General information
- Type: Homebuilt aircraft
- National origin: United States
- Manufacturer: O'Neill Airplane Company
- Designer: Terrence O'Neill

History
- Developed from: O'Neill Aristocraft II

= O'Neill Magnum =

The O'Neill Model J Magnum, also called the Magnum Jake and the Magnum Pickup, is a homebuilt aircraft design for bush flying operations similar to the de Havilland Beaver.

==Design and development==
O'Neill intended to modify the Aristocraft II six-place homebuilt with a 350 hp radial engine. Eventually a clean sheet design was drawn up based on a bush pilot survey in Alaska.

The Magnum is a single-engine, strut-braced, high-wing aircraft with an uncommon dual-main, four-wheel landing gear. The fiberglass gear legs support castoring wheels in the front, allowing for conversion to floats and providing support when the tail section is swung open for cargo loading. The fuselage is constructed from welded steel tubing, with aluminum skin. The engine cowl is sourced from a Cessna UC-78. The wings have full-span flaps, and spoilerons and are designed to fold like those of a Fairchild FB-2C. The fuel tank is mounted under the cockpit and can be released to reduce fire risk during emergency landings.

Post flight-testing modifications resulted in changes to the landing gear layout, spoileron airflow control and engine cooling.

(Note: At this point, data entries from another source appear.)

PR #92, opened 2022-04-30
Update fmf files and add description for each test.

Koncpa:
The fmf. files lack a more detailed description of the tests to
understand the correct purpose of each test. Add to test descriptions
the purpose of the test and the main steps that are performed in the test.


sopos:
I'm not really sure it the description in form of a list (yaml format) will be processed in an expected way.
Have  you checked `tmt tests lint` and `tmt tests show` whether the output is expected?

Koncpa:
Hi Dalibor,

I have checked `tmt tests show`, this command show also description, but when a checked `tmt tests lint` I saw generally this output on every test:

`/functional/keylime_tenant-commands-on-localhost
pass test script must be defined
pass directory path must be absolute
pass directory path must exist
pass correct attributes are used
`
Is it proper output of this command?

P.

Koncpa:
Now, I'm checked also version where isn't text in form of the list and `tmt tests lint` has same output.

Multihost/basic-attestation/main.fmf
```diff
@@ -1,4 +1,12 @@
 summary: Tests basic keylime attestation scenario on multiple hosts
+description:
```
sopos, line 2: Something like this should be the proper format of the description as it should be a text (https://tmt.readthedocs.io/en/stable/spec/tests.html#description)
```suggestion
description: |
```

kkaarreell:
Hi @Koncpa , please update PR as suggested above. Thank you.

Multihost/basic-attestation/main.fmf
Koncpa: Thanks Dalibor, I tried to update changes as you suggested.

sopos (approved):
No it look s fine to me.

Note for the future: it is easier for reviewers if you push small changes in separate commit and minimize the force-pushing as the review can than be done incrementally as well. You can always squash commits right before the merge which is the preferred way.

sopos:
Actually, I thought some of those `-` as bullet points are expected so this part is rather on @kkaarreell to confirm.

Issue #30, opened 2022-05-04
Determine registry to deploy docker images to


koegel:

jfaltermeier:
I'll open a dedicated docker hub account for now. 
After #31 we may then switch to the foundations dockerhub: https://hub.docker.com/u/eclipse/

jfaltermeier:
https://hub.docker.com/u/theiacloud

PR #37, opened 2022-05-13
Determine registry to deploy docker images to #30

jfaltermeier:
* switch to docker hub


lucas-koehler (commented):
Hey, looks pretty good to me already, thanks.
I noticed the Building-Internal document says in the beginning:
>This page contains the build instructions including tagging and pushing the images to the internal test cluster. There are no secrets in this document.

I think this is no longer accurate and should be adapted to say that we push to dockerhub

jfaltermeier:
> Hey, looks pretty good to me already, thanks. I noticed the Building-Internal document says in the beginning:
> 
> > This page contains the build instructions including tagging and pushing the images to the internal test cluster. There are no secrets in this document.
> 
> I think this is no longer accurate and should be adapted to say that we push to dockerhub

Thanks, I've updated the doc

lucas-koehler (approved):

PR #46, opened 2022-06-30
Adjust code to defined terminology

jfaltermeier:
Rename Template to AppDefinition
Rename Workspace to Session
move from alpha to beta

Rename workspace service to Theia.cloud service
Rename operator to Theia.cloud operator

Fixes #20

PR #50, opened 2022-07-05
Allow to change templates without having to compile the operator

### LINKED ISSUE #49: Allow to change the kubernetes templates without having to compile the operator
We have some kubernetes template files that are used by our operator to create all kubernetes resources. 
If a user wants to make subtle changes to these templates we should have a defined way to simply replace those templates without having to rebuild the whole application. 

Proposed solution is to check a dedicated directory for templates. If a template can be found, we will use this one. Otherwise the operator will use its default template. 
This way users may simply add additional files to a dockerimage without having to know Java.

jfaltermeier:
* Update JavaResourceUtil to read templates from directory
* use template from directory if present
* otherwise use default template

fixes #49 

depends on
* https://github.com/eclipsesource/theia-cloud/pull/46


jfaltermeier:
Merged via https://github.com/eclipsesource/theia-cloud/pull/42

PR #66, opened 2022-08-12
Add OpenAPI specs for Theia.cloud service

jfaltermeier:
* enable OpenAPI generation
* add annotations
* commit resulting json under doc/docs/openapi.json

Easy way to test would be launching a swagger-ui via docker:
```
docker pull swaggerapi/swagger-ui
docker run -p 80:8080 swaggerapi/swagger-ui
```
then browsing to http://localhost/ and exploring the spec from here: https://raw.githubusercontent.com/jfaltermeier/theia-cloud/jf/restapi/doc/docs/openapi.json

### DIFF
--- a/java/service/org.eclipse.theia.cloud.service/src/main/java/org/eclipse/theia/cloud/service/workspace/WorkspaceCreationRequest.java
+++ b/java/service/org.eclipse.theia.cloud.service/src/main/java/org/eclipse/theia/cloud/service/workspace/WorkspaceCreationRequest.java
@@ -29,7 +29,7 @@ public class WorkspaceCreationRequest extends ServiceRequest {
     @Schema(title = "The app this workspace will be used with.", required = false)
     public String appDefinition;
 
-    @Schema(title = "The label of the workspace", required = true)
+    @Schema(title = "The label of the workspace", required = false)
     public String label;
 
     public WorkspaceCreationRequest() {
--- a/java/service/org.eclipse.theia.cloud.service/src/main/java/org/eclipse/theia/cloud/service/workspace/WorkspaceCreationRequest.java
+++ b/java/service/org.eclipse.theia.cloud.service/src/main/java/org/eclipse/theia/cloud/service/workspace/WorkspaceCreationRequest.java
@@ -16,13 +16,20 @@
  ********************************************************************************/
 package org.eclipse.theia.cloud.service.workspace;
 
+import org.eclipse.microprofile.openapi.annotations.media.Schema;
 import org.eclipse.theia.cloud.service.ServiceRequest;
 
+@Schema(name = "Workspace Creation Request", description = "Request to create a new workspace.")
 public class WorkspaceCreationRequest extends ServiceRequest {
     public static final String KIND = "workspaceCreationRequest";
 
+    @Schema(title = "The user identification, usually the email address.", required = true)
     public String user;
+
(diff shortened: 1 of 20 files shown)


java/service/org.eclipse.theia.cloud.service/src/main/java/org/eclipse/theia/cloud/service/workspace/WorkspaceCreationRequest.java
```diff
@@ -16,13 +16,20 @@
...
 public class WorkspaceCreationRequest extends ServiceRequest {
     public static final String KIND = "workspaceCreationRequest";
 
+    @Schema(title = "The user identification, usually the email address.", required = true)
     public String user;
+
+    @Schema(title = "The app this workspace will be used with.", required = false)
     public String appDefinition;
+
+    @Schema(title = "The label of the workspace", required = true)
```
martin-fleck-at, line 32: I think the label is actually optional as it can be generated based on the user and the app definition. At least the workspace creation still seems to work without it.

java/service/org.eclipse.theia.cloud.service/src/main/java/org/eclipse/theia/cloud/service/workspace/WorkspaceCreationRequest.java
```diff
@@ -16,13 +16,20 @@
...
 import org.eclipse.theia.cloud.service.ServiceRequest;
 
+@Schema(name = "Workspace Creation Request", description = "Request to create a new workspace.")
 public class WorkspaceCreationRequest extends ServiceRequest {
     public static final String KIND = "workspaceCreationRequest";
 
+    @Schema(title = "The user identification, usually the email address.", required = true)
     public String user;
+
+    @Schema(title = "The app this workspace will be used with.", required = false)
```
martin-fleck-at, line 29: The appDefinition is not strictly needed but I saw that the label and name generation still depend on it, so we now get `null` in the name and label of the workspace which is not a problem, just doesn't look very nice. So maybe we should mark it required for now or ensure that we consider null values in the name and label generation, what do you think?

martin-fleck-at (changes requested):
Hi @jfaltermeier, Thank you very much for that change, I think that will help people to explore the REST API a lot! I only have one minor comment regarding an optional field.

java/service/org.eclipse.theia.cloud.service/src/main/java/org/eclipse/theia/cloud/service/workspace/WorkspaceCreationRequest.java
jfaltermeier: I've changed to label generation in a follow up commit

jfaltermeier:
Thanks for the review. I've added a further commit addressing the comments.

java/service/org.eclipse.theia.cloud.service/src/main/java/org/eclipse/theia/cloud/service/workspace/WorkspaceCreationRequest.java
martin-fleck-at: Perfect, thank you!

martin-fleck-at (approved):
Great, everything looks good to me now, thank you Johannes!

The Magnum was demonstrated at the EAA Airshow in 1984. In 1996, O'Neill folded the O'Neill aircraft company due to low interest and funding for further development. The prototype was sold in 1996 for an intended turboprop conversion.

==Variants==
- Magnum
- Model J Magnum
- Magnum Jake
- Magnum Pickup
- Magnum V8 Pickup
The prototype was converted in 1986 from a radial engine to an automobile engine powered by a Ford 351W with a McCulloch VS57 supercharger from a snowmobile, producing 380 hp at 4500rpm.